Task directions
Among the lines below, restate word for word only those from the line with "Thank you for review." through the line with "the nice patch!", with both end lines kept.

Exercise materials
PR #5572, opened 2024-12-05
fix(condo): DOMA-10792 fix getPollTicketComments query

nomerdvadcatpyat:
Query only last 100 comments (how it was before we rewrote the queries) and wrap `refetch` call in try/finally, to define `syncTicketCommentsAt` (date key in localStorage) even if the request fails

...

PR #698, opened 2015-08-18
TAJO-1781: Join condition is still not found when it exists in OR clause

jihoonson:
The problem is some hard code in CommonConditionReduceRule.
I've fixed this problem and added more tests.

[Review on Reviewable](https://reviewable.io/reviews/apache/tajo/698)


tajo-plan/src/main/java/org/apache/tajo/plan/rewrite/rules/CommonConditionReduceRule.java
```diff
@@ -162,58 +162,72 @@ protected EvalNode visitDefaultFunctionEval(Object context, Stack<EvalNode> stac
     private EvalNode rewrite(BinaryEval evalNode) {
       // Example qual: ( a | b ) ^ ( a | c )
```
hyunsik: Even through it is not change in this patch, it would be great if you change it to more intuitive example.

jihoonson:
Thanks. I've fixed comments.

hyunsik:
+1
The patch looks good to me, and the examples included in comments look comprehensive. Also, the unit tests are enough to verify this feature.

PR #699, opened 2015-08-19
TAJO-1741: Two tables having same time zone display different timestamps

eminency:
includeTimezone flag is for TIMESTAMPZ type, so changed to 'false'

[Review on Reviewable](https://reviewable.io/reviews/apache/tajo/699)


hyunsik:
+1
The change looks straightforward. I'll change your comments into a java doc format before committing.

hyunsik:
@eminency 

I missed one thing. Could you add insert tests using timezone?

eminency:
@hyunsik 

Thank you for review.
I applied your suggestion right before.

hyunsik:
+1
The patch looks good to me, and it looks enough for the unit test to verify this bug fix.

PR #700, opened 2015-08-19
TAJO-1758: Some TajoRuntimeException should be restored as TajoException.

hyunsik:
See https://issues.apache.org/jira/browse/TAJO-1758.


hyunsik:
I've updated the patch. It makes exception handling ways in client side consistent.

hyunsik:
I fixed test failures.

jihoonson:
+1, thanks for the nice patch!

Solution to the exercise
Thank you for review.
I applied your suggestion right before.

hyunsik:
+1
The patch looks good to me, and it looks enough for the unit test to verify this bug fix.

PR #700, opened 2015-08-19
TAJO-1758: Some TajoRuntimeException should be restored as TajoException.

hyunsik:
See https://issues.apache.org/jira/browse/TAJO-1758.


hyunsik:
I've updated the patch. It makes exception handling ways in client side consistent.

hyunsik:
I fixed test failures.

jihoonson:
+1, thanks for the nice patch!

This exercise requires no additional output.